I love the pictures and the ideas and I enthusiastically grab the materials and go for the gist of it. Sometimes it works. In fact, it works a lot. And then there are the times I follow the recipe quite nicely and it doesn’t work at all.
I made a soap today for Christmas. The plan was to make it almost pure white with a drop of red and a drop of green that would show in each cut bar. Maybe dust the top with mica. I measured everything carefully. Put a tablespoon of the oil mixture in three containers and mixed 1/2 teaspoon red clay in one, 1/2 teaspoon spirulina in the next and 1/2 teaspoon titanium dioxide in the third. I traced the main batch added the fragrance oil (a Christmas blend) and watched while the traced immediately turned red. Why? Because of one small detail that I missed; discolors to a tan in cold process soap.

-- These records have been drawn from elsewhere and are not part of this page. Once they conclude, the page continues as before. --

PR #12, opened 2019-10-30
add overides to platform

maxandersen:
platform MUST have categories so adding the override file here.

should we delete the one in core ?


gastaldi:
Shall we merge this and release 0.0.3?

PR #22, opened 2020-01-09
Decrease importance of Core category

emmanuelbernard:
Also force YAML and JSON as pinned.

PR #24, opened 2020-01-29
remove camel extensions override as recent camel has this in place now

maxandersen:
as mentioned in #22


aloubyansky:
Looks like bad formatting. Extra `]` at the end?

maxandersen:
I could have sworn I built it without error, I guess not :) fixed.

maxandersen:
fixed and this is now a blocker for 1.3 as the version numbers in here messes up the output

PR #28, opened 2020-02-26
add Qpid JMS extension

gemmellr:
Add a Qpid JMS extension, from https://github.com/amqphub/quarkus-qpid-jms, for use in listing on the code.quarkus.io website and also in an updated JMS guide (changes still to be done).

The PR is based on the current 0.11.2 extension release which uses Quarkus 1.2.1.Final. I have the extension master updated for 1.3.0.Alpha2, and a nightly build running against Quarkus master also ahead of the upcoming CR.

It was suggested I actually raise a PR for adding the extension based on using 1.3.0.Alpha2, however I found that due to the changes between 1.2.1 and 1.3.0 either the build/tests for this extension or those for some other existing camel extension modules would fail if doing that (depending on whether or not I updated the version the platform pom was using). I decided to raise the PR based on the existing 1.2.1 as a result in order to get feedback on the functional build. I can then make any changes needed based on this, and create an updated version based on either 1.3.0 Alpha2 or CR as appropriate.


gemmellr:
I notice other PRs have reviewers set but I dont seem to be able to add any so I am just going with a basic mention in case you haven't seen it yet: @aloubyansky @gsmet  could you give this a look over please?

Thanks,
Robbie.

bom/deployment/pom.xml
```diff
@@ -43,6 +43,14 @@
...
             </dependency>
 
+            <!-- Qpid JMS -->
+            <dependency>
+                <groupId>org.amqphub.quarkus</groupId>
+                <artifactId>quarkus-qpid-jms-parent</artifactId>
+                <version>${quarkus-qpid-jms.version}</version>
+                <type>pom</type>
+                <scope>import</scope>
+            </dependency>
```
aloubyansky: 1) Given that this BOM imports the runtime one which in its turn imports `quarkus-qpid-jms-parent`, this import is not effective.
2) In Quarkus we differentiate between "runtime" and "deployment" dependencies. What does `quarkus-qpid-jms-parent` contain?

gemmellr: The quarkus-qpid-jms-parent currently has the qpid-jms-client, the quarkus-qpid-jms and quarkus-qpid-jms-deployment modules for the extension, and quarkus-build-parent: https://github.com/amqphub/quarkus-qpid-jms/blob/0.11.2/pom.xml#L91-L120

I mainly copied that from the camel example above, but I admit I didn't pay close attention to what that contains.

aloubyansky: If you do have a runtime and deployment BOM then please import your runtime BOM into the runtime platform BOM and the deployment one into the deployment platform BOM.

gemmellr: The extension doesn't have boms, the referenced https://github.com/amqphub/quarkus-qpid-jms/blob/0.11.2/pom.xml#L91-L120 is where the versions are managed currently.

The dependencies except the client jar and extension jars are already (or will be in 1.3.0) managed by the core Quarkus bits, if that matters.

aloubyansky: Ok, `quarkus-build-parent` should not be imported in neither of the platform BOM.
Just import
```
    <dependency>
        <groupId>org.amqphub.quarkus</groupId>
        <artifactId>quarkus-qpid-jms</artifactId>
        <version>YOUR_VERSION</version>
      </dependency>
```
in the runtime platform BOM. And
```
      <dependency>
        <groupId>org.amqphub.quarkus</groupId>
        <artifactId>quarkus-qpid-jms-deployment</artifactId>
        <version>YOUR_VERSION</version>
      </dependency>
```
in the deployment platform BOM.
And I guess you'll want the client in the runtime, right?

gemmellr: Ok I can change that. To add the client to the platform runtime bom explicitly I would need a further version property, with both needing changed for updates, is that ok?

aloubyansky: Either that or create your runtime BOM and import it into the runtime platform BOM (perhaps that would look simpler and may turn out to be a good practice for every contributor). The maintenance of that will be your (team's) responsibility.

gemmellr: I've pushed an update reflecting the original suggestions since that works with whats available now. I'll be the one raising updates anyway, and I'd still need to figure out what would go into a bom and create+release it, which can still come later.

bom/runtime/pom.xml
```diff
@@ -34,6 +34,20 @@
...
+                <groupId>org.amqphub.quarkus</groupId>
+                <artifactId>quarkus-qpid-jms</artifactId>
+                <version>${quarkus-qpid-jms.version}</version>
+                <type>pom</type>
+                <scope>import</scope>
+            </dependency>
+            <dependency>
+                <groupId>org.apache.qpid</groupId>
+                <artifactId>qpid-jms-client</artifactId>
+                <version>${qpid-jms.version}</version>
```
gsmet: I don't understand why this isn't in your BOM?

gemmellr: As it isnt a bom, and I had only partially made the feedback change I was meant to, forgetting to remove the import. I have pushed it again.

From earlier comments when I was importing quarkus-qpid-jms-parent:
> The extension doesn't have boms, the referenced https://github.com/amqphub/quarkus-qpid-jms/blob/0.11.2/pom.xml#L91-L120 is where the versions are managed currently.
> 

For extra context, I based what quarkus-qpid-jms-parent does on what the extensions in Quarkus were doing when it was written and appear to still do, where they inherit quarkus-build-parent at their own parent pom and dont have any dep management of their own in runtime or deployment poms, so I guess they are getting the same dep management in both cases.

aloubyansky: User applications will import only the runtime part though.

gemmellr:
I have created an initial change for the extension to add and use a bom:
https://github.com/gemmellr/quarkus-qpid-jms/compare/0.11.x...gemmellr:bom

Plus an updated version of the platform changes using the bom:
https://github.com/gemmellr/quarkus-platform/compare/master...gemmellr:qpid-jms-extension-bom

Can you give those a look over? If they are suitable I can go ahead and make the extension change, release it, and finally update this PR.

gemmellr:
The main thing I wondered on was whether the quarkus-qpid-jms-bom bom should also import quarkus-bom?

aloubyansky:
> The main thing I wondered on was whether the quarkus-qpid-jms-bom bom should also import quarkus-bom?

I'd say so. The way you did it makes your BOM dominate over the `quarkus-bom`, which could be ok until you try and integrate it into the platform where we make sure `quarkus-bom` dominates over the integrated extensions. So I think if you were following the same model for your extension, the integration into the platform would hopefully have less surprises.

gemmellr:
Ok. I've imported `quarkus-bom` first, the same way the platform does. If that looks good I'll go ahead and release then update the PR.

aloubyansky:
Looks good @gemmellr

gemmellr:
Great, thanks. I'll push it up properly and release the extension shortly.

gemmellr:
Actually, upon trying, I now realise that I need to rework the poms so that the bom can satisfy the central release requirements, so its going to be Monday.

gemmellr:
I've pushed an updated+squashed version of the PR now, using the updated extension release with bom.

gemmellr:
I've raised the related PR raised for updating the JMS guide: https://github.com/quarkusio/quarkus/pull/7538

gsmet:
@aloubyansky I let you approve that one? Or should I have a closer look?

PR #31, opened 2020-03-17
add kogito test module

mariofusco:


mariofusco:
@gsmet @lburgazzoli The failure seems totally unrelated with this pull request. It's failing in the module `quarkus-universe-integration-tests-camel-consul` with `java.lang.ClassNotFoundException: io.quarkus.deployment.devmode.HotReplacementContext`. I believe that the original test module hosted in the camel codebase is changed and now it is making this to fail. Any feedback?

lburgazzoli:
As far as I remember HotReplacementContext has been moved to io.quarkus.dev.spi in 1.3.0 but the camel version which is set in the platform is based on 1.2.1.

We'll update the camel version as soon as the new release is available on maven central

gsmet:
@lburgazzoli I updated Camel Quarkus here: https://github.com/quarkusio/quarkus-platform/pull/32

Will wait for CI and merge.

kogito-integration-tests/kogito-quarkus-integration-test/javax.inject.Named
```diff
@@ -0,0 +1,2 @@
+io.quarkus.it.kogito.jbpm.OrderItemsProcess
+io.quarkus.it.kogito.jbpm.OrdersProcess
```
gsmet: This shouldn't be in.

It looks like an issue we had in the past with sisu-inject being a dependency and going berserk. Can you check?

See https://github.com/quarkusio/quarkus/pull/2889 and https://github.com/quarkusio/quarkus/pull/2986

kogito-integration-tests/kogito-quarkus-integration-test/pom.xml
```diff
@@ -0,0 +1,248 @@
...
+                <exclusion>
+                    <groupId>*</groupId>
+                    <artifactId>*</artifactId>
+                </exclusion>
+            </exclusions>
+        </dependency>
+        <dependency>
+            <groupId>org.kie.kogito</groupId>
+            <artifactId>kogito-quarkus-integration-test</artifactId>
+            <version>0.8.0</version>
```
gsmet: Can you make this a property in the parent pom?

kogito-integration-tests/kogito-quarkus-integration-test/pom.xml
```diff
@@ -0,0 +1,248 @@
...
+        <dependency>
+            <groupId>org.kie.kogito</groupId>
+            <artifactId>kogito-dmn</artifactId>
+            <version>0.8.0</version>
+        </dependency>
+        <dependency>
+            <groupId>org.kie.kogito</groupId>
+            <artifactId>kogito-ruleunits</artifactId>
+            <version>0.8.0</version>
+        </dependency>
```
gsmet: I'm a bit surprised you have all those dependencies? Shouldn't they come with the IT dependency? Same for the Quarkus ones below.

kogito-integration-tests/kogito-quarkus-integration-test/javax.inject.Named
mariofusco: @gsmet right, I'll give a look

kogito-integration-tests/kogito-quarkus-integration-test/pom.xml
mariofusco: @gsmet this pom is automatically generated. Yes, I will make it a property, but it won't change much imo.

kogito-integration-tests/kogito-quarkus-integration-test/pom.xml
mariofusco: @gsmet It also surprised me a bit that I had to do this. The problem is that if I don't do that the tests fail with some `ClassNotFoundException` or `NoClassDefFoundError` and I haven't been able to understand why. Any clue? Something related with Quarkus classloader?

mariofusco:
Any news on this?

kogito-integration-tests/kogito-quarkus-integration-test/pom.xml
```diff
@@ -0,0 +1,257 @@
...
+        <groupId>io.quarkus</groupId>
+        <artifactId>quarkus-universe-kogito-integration-tests-parent</artifactId>
+        <version>999-SNAPSHOT</version>
+        <relativePath>../pom.xml</relativePath>
+    </parent>
+
+    <artifactId>kogito-quarkus-integration-test</artifactId>
+
+    <properties>
+        <kogito.version>0.8.0</kogito.version>
```
gsmet: I was thinking of `quarkus-universe-parent` together with the Camel Quarkus version.

kogito-integration-tests/kogito-quarkus-integration-test/pom.xml
gsmet: Are they test dependencies of the IT? If so, they won't be transitive. I think it would make sense to not make them test dependencies of the IT.

kogito-integration-tests/kogito-quarkus-integration-test/pom.xml
gsmet: Hmmm, and indeed you added it in the main parent pom. Is there a reason it's duplicated here?

mariofusco: @gsmet The problem here is that I have to add those dependencies explicitly (together with their version) because otherwise the quarkus bom 1.3.0 will bring in kogito 0.7.1 and this will break the tests. This problem will be solved with quarkus 1.4 which won't contain kogito anymore.

mariofusco:
replaced by https://github.com/quarkusio/quarkus-platform/pull/34

PR #35, opened 2020-03-24
Tentative list of supported extensions for RHBQ

tqvarnst:
This PR contains a tentative list of labels for Red Hat build of Quarkus. This will likely require change as we get closer to GA, but we can use this to test and verify code.quarkus.redhat.com


maxandersen:
thanks @tqvarnst I merged it with my PR #36 as I can see I gave you the wrong attribute names so I had do a global search and replace ;)

PR #36, opened 2020-03-24
initial multi overrides

maxandersen:
should not be merged before  https://github.com/quarkusio/quarkus/pull/8101 is ready.

### DIFF
--- a/bom/runtime/src/main/resources/extensions-support-overrides.json
+++ b/bom/runtime/src/main/resources/extensions-support-overrides.json
@@ -1,0 +1,404 @@
+{
+  "extensions" :[
+    {
+      "group-id": "io.quarkus",
+      "artifact-id":"quarkus-agroal",
+      "metadata" : { 
+       "redhat-support" : [
+         "supported" ]
+       }
+    },
+    {
+      "group-id": "io.quarkus",
+      "artifact-id":"quarkus-config-yaml",
+      "metadata" : { 
+       "redhat-support" : [
+         "supported" ]
+       }
+    },
+    {
+      "group-id": "io.quarkus",
+      "artifact-id":"quarkus-hibernate-orm",
+      "metadata" : { 
+       "redhat-support" : [
+         "supported" ]
+       }
+    },
+    {
+      "group-id": "io.quarkus",
+      "artifact-id":"quarkus-hibernate-orm-panache",
+      "metadata" : { 
+       "redhat-support" : [
+         "supported" ]
+       }
+    },
+    {
+      "group-id": "io.quarkus",
+      "artifact-id":"quarkus-hibernate-validator",
+      "metadata" : { 
+       "redhat-support" : [
+         "supported" ]
+       }
+    },
+    {
+      "group-id": "io.quarkus",
+      "artifact-id":"quarkus-jackson",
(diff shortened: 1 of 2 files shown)


maxandersen:
waiting - found bug in the metatadata

maxandersen:
data fixed.

bom/runtime/src/main/resources/extensions-support-overrides.json
```diff
@@ -0,0 +1,454 @@
+{
+  "extensions" :[
+    {
+      "group-id": "io.quarkus",
+      "artifact-id":"quarkus-agroal",
+      "metadata" : { 
+       "supported-by" : "redhat",
```
emmanuelbernard: "redhat", not "Red Hat" OMG ;)

bom/runtime/src/main/resources/extensions-support-overrides.json
```diff
@@ -0,0 +1,454 @@
...
+       "redhat-support" : [
```
emmanuelbernard: I like this notion of prefix `redhat-` or `redhat.` to avoid namespace collision for vendor specific settings

bom/runtime/src/main/resources/extensions-support-overrides.json
maxandersen: it’s a key :)

bom/runtime/src/main/resources/extensions-support-overrides.json
maxandersen: yes, that’s the idea

bom/runtime/src/main/resources/extensions-support-overrides.json
```diff
@@ -0,0 +1,454 @@
...
+         "supported" ]
+       }
+    },
+    {
+      "group-id": "io.quarkus",
+      "artifact-id":"quarkus-smallrye-context-propagation",
+      "metadata" : { 
+       "supported-by" : "redhat",
```
michalszynkiewicz: I think sth like:
```
"support" : [
   {
      "redhat": [ "supported" ]
   },
]
```
or even:
```
"support" : [
   {
      "redhat": { "supported":true, "deprecated": true }
   }, ...
]
```
would be a bit prettier (to not have two `redhat`s in the metadata)

maxandersen: @michalszynkiewicz I like your first proposal; second one about making boolean isn't really adding value besides requiring more characters ;)

After talking with @ia3andy we simplified it and suggest we go with:

```
"support" : 
   {
      "redhat": [ "supported" ]
   },
```

basically a map rather than a list.

emmanuelbernard: Not sure how the list of support elements can nicely be overridden in an additive way with our current overriding mechanism, so we would override everything.

maxandersen: yeah so back and forth a few times we are ending up with 

```
"redhat-support" : [ "supported", ... ]
```

no supported-by and tools/code.quarkus.io will have a optoin to state which key to use for status.

PR #40, opened 2020-04-06
Add openshift extension next to the lubernetes one in code.quarkus.io

emmanuelbernard:
I found it odd UX wise that Kubernetes was pinned up and that the OpenShift one ended up being last. This fix put them together. CC @maxandersen


maxandersen:
makes sense!

emmanuelbernard:
merging?

PR #44, opened 2020-04-09
Reenable Infinispan tests and disable MongoDB tests

gsmet:


src/rpkg-templates/run-tests-module-pom.xml
```diff
@@ -10,7 +10,7 @@
 
     <artifactId>[=runTestsModule.artifactId]</artifactId>
 
-[#if runTestsModule.artifactId = 'quarkus-universe-integration-tests-camel-infinispan']
+[#if runTestsModule.artifactId = 'quarkus-universe-integration-tests-camel-mongodb']
```
ppalaga, line 13: Hm... I am afraid, `skipTests=true` will not be enough for the mongo tests. We are actually disabling the mongo test on the Camel quarkus side https://github.com/apache/camel-quarkus/pull/1063/files#diff-32e5ef896402deb1c95ac6b572035786R94 We need to take care on the Camel Quarkus side that the mongo test won't be exported to the testJars file. Thanks for pinging me, I need to do that. Once I do it, there is no need for any special handling here (the mongo module will disappear upon re-running camel-regen).

gsmet: Well, it works. And the idea is to reenable it later.

gsmet: But I don't really care for the solution. I just want to be able to release the platform.

ppalaga:
Superceded by https://github.com/quarkusio/quarkus-platform/pull/49. Please close this one.

gsmet:
Closing as way out of date.

PR #45, opened 2020-04-09
Bump Kogito to 0.9.0

evacchi:
@mariofusco can you double check this is all that's required?

### DIFF
--- a/pom.xml
+++ b/pom.xml
@@ -56,7 +56,7 @@
 
         <quarkus-qpid-jms.version>0.13.0</quarkus-qpid-jms.version>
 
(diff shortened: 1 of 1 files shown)


gsmet:
That's not sufficient, you also need to regen the ITs `mvn validate -Pregen-kogito -N` (I added a comment so that you don't miss it next time in #46 ).

But better rebase on master once https://github.com/quarkusio/quarkus-platform/pull/46 is in as I moved the Kogito tests to another place and it's going to conflict.

evacchi:
waiting on the release of 0.9.1 (this week)

PR #49, opened 2020-04-14
Reenable Camel Infinispan tests and remove the special handling for camel-core-main

ppalaga:


gsmet:
@ppalaga as done in my other PR, we need to disable the MongoDB tests. I would prefer it done in this PR too.

ppalaga:
> we need to disable the MongoDB tests

We made some changes in the Camel Quarkus side so that the mongo test is not exported into test list. It is this file for CQ 1.0.0-M6 https://repo1.maven.org/maven2/org/apache/camel/quarkus/camel-quarkus-test-list/1.0.0-M6/camel-quarkus-test-list-1.0.0-M6.xml Mongo is still listed there, but if you check the file for CQ master, it is not there anymore and thus the module will be removed by `mvn -N clean validate -Pregen-camel`. Is that solution not suffcient for some reason?

PR #55, opened 2020-04-21
Kogito 0.10.0 upgrade

gsmet:


integration-tests/kogito/kogito-quarkus-integration-test/pom.xml
```diff
@@ -231,7 +231,7 @@
                                     <goal>native-image</goal>
                                 </goals>
                                 <configuration>
-                                    <appArtifact>org.kie.kogito:kogito-quarkus-integration-test:0.8.0</appArtifact>
+                                    <appArtifact>org.kie.kogito:kogito-quarkus-integration-test:0.10.0</appArtifact>
```
aloubyansky, line 234: Shouldn't it be `${kogito-quarkus.version}` instead of the specific value? The same everywhere else.

PR #56, opened 2020-04-23
1.4 mess

aloubyansky:


geoand:
Seems like it passed... @gsmet did you see this?

aloubyansky:
I'm just messing here. This is narrowed down version of the TS. This test used to pass before.

aloubyansky:
It downloaded a lot of 1.3.X deps though.

PR #1341, opened 2024-11-06
Update to Blaze-Persistence 1.6.14

beikov:

Thanks!


gsmet:
Thanks! Will be part of 3.17!

PR #1362, opened 2024-11-28
Upgrade to the platform generator 0.0.117

aloubyansky:
Not a critical upgrade. This version of the generator is based on Quarkus 3.15.2.

### DIFF
--- a/pom.xml
+++ b/pom.xml
@@ -84,7 +84,7 @@
         <quarkus-vault.version>4.1.0</quarkus-vault.version>
         <quarkus-operator-sdk.version>6.9.1</quarkus-operator-sdk.version>
 
-        <quarkus-platform-bom-generator.version>0.0.116</quarkus-platform-bom-generator.version>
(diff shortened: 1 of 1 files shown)


pom.xml
```diff
@@ -84,7 +84,7 @@
         <quarkus-vault.version>4.1.0</quarkus-vault.version>
         <quarkus-operator-sdk.version>6.9.1</quarkus-operator-sdk.version>
 
-        <quarkus-platform-bom-generator.version>0.0.116</quarkus-platform-bom-generator.version>
+        <quarkus-platform-bom-generator.version>0.0.117</quarkus-platform-bom-generator.version>
```
gsmet, line 87: @aloubyansky do we need to copy the exclusions here or having them for the core BOM is enough?

aloubyansky: Having them in the core BOM is enough

gsmet (approved):

PR #1376, opened 2024-12-11
Upgrade to Quarkus 3.17.4

gsmet:

Thanks!


ppalaga:
Thanks for the heads up, @gsmet, indeed, I have seen this happening very rarely in the past with older versions of Quarkus, hence probably not a regression.

PR #1391, opened 2025-01-17
[3.15] Upgrade Camel Quarkus to 3.15.2

jamesnetherton:
This PR isn't addressing any specific compatibility concerns.

I know there's a process in place with branch freezes etc. But I was hoping we could get this merged instead of waiting until the next patch release in March.


jmartisk:
WDYT @gsmet?  I'm not sure we should be doing it this late and the changelog looks quite big...On the other hand, CI is passing... I'd do it but it's your decision I guess

gsmet:
Hey James,

As we are navigating through the new process and the discussions happened relatively late for this release cycle, we agreed with Jan that we could make an exception this time.

Just keep in time that we will enforce the process next time so make sure you schedule things appropriately.

We probably also need to reboot the discussion to reduce these delays so that it's more comfortable for everyone. More on that later.

Thanks!

PR #1450, opened 2025-03-28
Upgrade to Google Cloud Services extension pack 2.16.0

loicmathieu:
Can it be backported to 3.21 as it's based on 3.21, but it didn't make it in time for the release?


gsmet:
Thanks, I will prepare the backports a bit later.

loicmathieu:
Thanks!

PR #1513, opened 2025-06-12
Experiment with repository filters

gsmet:

Thanks!

### DIFF
--- a/.mvn/maven.config
+++ b/.mvn/maven.config
@@ -1,3 +1,6 @@
 -Dmaven.wagon.httpconnectionManager.ttlSeconds=120
 -Dmaven.wagon.http.retryHandler.requestSentEnabled=true
 -Dmaven.wagon.http.retryHandler.count=10
+-itr
+-Daether.remoteRepositoryFilter.groupId=true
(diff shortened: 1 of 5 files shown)


gsmet:
Failures are unrelated.

@aloubyansky what's your take on this?

My analysis is that:
- I expect all aligned dependencies that are listed here to be available in Maven Central
- Dependencies that are not in Maven Central will be listed explicitly IMO

This change doesn't affect the generated files so this seems fine - at least in its current state.

It might not be perfect but I think it's a lot better than having contributions from random repositories.

aloubyansky:
Isn't it supposed to have an effect on test dependencies? If repositories configured in transitive dependencies are disabled, how the Atlassian dependencies of `generated-platform-project/quarkus-camel/integration-tests/camel-quarkus-integration-test-jira` are resolved?

aloubyansky:
Ok, I still had the Atlassian repo enabled in the root POM, that's why.

I think the change is ok. We may need to mention in the docs how this is configured.

gsmet:
Will work on some doc soon.

PR #1526, opened 2025-07-09
Upgrade to Debezium 3.2.0.Final

Naros:


apupier:
the version of Hibernate used in Quarkus seems to be 7.x although Debezium is on 6.x
https://github.com/quarkusio/quarkus/blame/d5892635590dc4f832abf19b800968fea2a58e45/pom.xml#L74

the upgrade in Quarkus from 6 to 7 has been done with https://github.com/quarkusio/quarkus/commit/e391bea9bf43e4f2b57ddb24c287b9877eaf09b9#diff-9c5fb3d1b7e3b0f54bc5c4182965c4fe1f9023d449017cece3005d3f90e8e4d8 which means it arrived with Quarkus 3.24.0

apupier:
but the upgrade to Debezium 3.1 is already part of Quarkus 3.24.3 and it wasn't a problem https://github.com/quarkusio/quarkus-platform/commit/09aa94a59f358966008aa92be188e2438ded050f

jamesnetherton:
We should maybe consider to hold merge of this PR. It breaks the Camel Debezium components due to `NoClassDefFoundError: io/debezium/embedded/EmbeddedEngine`. We don't see it here because the itests are currently disabled (I forget why, I need to see if I can enable them again).

However, we're not in an LTS stream here, so I am somewhat more relaxed about it. But Camel Quarkus won't be in alignment with DBZ 3.2.0.Final until either CQ 3.26.0 or 3.27.0 is released (probably next month and beyond).

> but the upgrade to Debezium 3.1 is already part of Quarkus 3.24.3 and it wasn't a problem https://github.com/quarkusio/quarkus-platform/commit/09aa94a59f358966008aa92be188e2438ded050f

@apupier The Blaze Persistence test failure is already a known issue related to the Hibernate 7 upgrade & unrelated to this PR.

apupier:
>  It breaks the Camel Debezium components due to NoClassDefFoundError: io/debezium/embedded/EmbeddedEngine

On this part, I think we can update the Camel Debezium component as this class was deprecated for quite some time already even without upgrading Debezium to 3.2. it could allow a smoother transition, created https://github.com/apache/camel/pull/18582

Naros:
> the version of Hibernate used in Quarkus seems to be 7.x although Debezium is on 6.x https://github.com/quarkusio/quarkus/blame/d5892635590dc4f832abf19b800968fea2a58e45/pom.xml#L74

Ya we haven't had a chance to bump Hibernate to ORM 7. I'll make this a priority in early 3.3 so that we can look at bumping to 3.2.1.Final with backporting that upgrade here.

gsmet (approved):

gsmet:
The BlazeBit error is known and not related to Debezium.

As for Camel Quarkus, what's your preference you all, should we merge for 3.25 or wait?

jamesnetherton:
Then unless there's some urgency to have this change merged, lets wait until Camel catches up.

gsmet:
OK, then let's update to 3.2.1 when available and wait for the next round of releases with 3.26 to include this.

In any case, let's make sure this situation is sorted out before the next LTS (which will be 3.27).

gsmet:
@jamesnetherton I think we can wait.

gsmet:
Ah ah, I was going to ask you @jamesnetherton but then I thought "James is very thorough, check the issue", I wasn't disappointed :).

PR #1527, opened 2025-07-11
Update to Blaze-Persistence 1.6.16

beikov:

Thanks!


beikov:
Can I specify a profile to use somehow? It's a bit of a bummer, but Quarkus 3.24+, since it uses Hibernate ORM 7.0, will require a different integration. My testsuite project only includes that version if the `hibernate-7.0` profile is active though.

beikov:
Can I specify a profile to use somehow? It's a bit of a bummer, but Quarkus 3.24+, since it uses Hibernate ORM 7.0, will require a different integration. My testsuite project only includes that version if the `hibernate-7.0` profile is active though.

gsmet:
@beikov I tried to push something, let's see how it goes!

So, kudos to fast thinking (and a thumbs down to not focusing), I plopped the thickening trace in my mold filling halfway, put a line of the darker red mixture down the middle, added the rest of the soap mixture, topped it with the rest of the red and did a quick swirl. I topped it with gold mica dust.
How many people out there start out with an idea that comes out completely differently when making soap? It’s still a good soap; smells good, soaps well and it is pretty. But does it “count” when it is not what you intended? Does it matter? Something I will be thinking about today as I go make a basket. With no pattern.